INFORMATION GIVEN
PR #1666, opened 2026-05-01
Move plugin discovery into plugins service

hughhan1:
## Summary

Moves plugin post-connect discovery execution out of `gestaltd/internal/discovery` and into `gestaltd/services/plugins/discovery`.

This keeps plugin discovery behavior under the plugin service-owned tree. Behavior is unchanged.

## Interface diff

```diff
- import "github.com/valon-technologies/gestalt/server/internal/discovery"
+ import "github.com/valon-technologies/gestalt/server/services/plugins/discovery"

  candidates, err := discovery.Run(ctx, cfg, client)
```

## Example

```go
import "github.com/valon-technologies/gestalt/server/services/plugins/discovery"

candidates, err := discovery.Run(ctx, provider.DiscoveryConfig(), client)
if err != nil {
    return err
}
```

## Testing

- `go test ./services/plugins/discovery`
- `go test ./internal/server -run 'Test.*Discovery|Test.*Connect|Test.*Manual|Test.*SessionCatalog|Test.*Composite|Test.*Restricted' -count=1`
- `go list ./services/plugins/discovery ./internal/server`
- `go list ./...`
- `git diff --check`


hughhan1:
Closing as obsolete: the plugin discovery move is already present on current main under gestaltd/services/plugins/discovery, so this older PR no longer has a unique patch after restacking.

REQUIRED WORK
Scan the records above for the string "import", and copy every line where it turns up.

SOLUTION TO THE PROBLEM
- import "github.com/valon-technologies/gestalt/server/internal/discovery"
+ import "github.com/valon-technologies/gestalt/server/services/plugins/discovery"
import "github.com/valon-technologies/gestalt/server/services/plugins/discovery"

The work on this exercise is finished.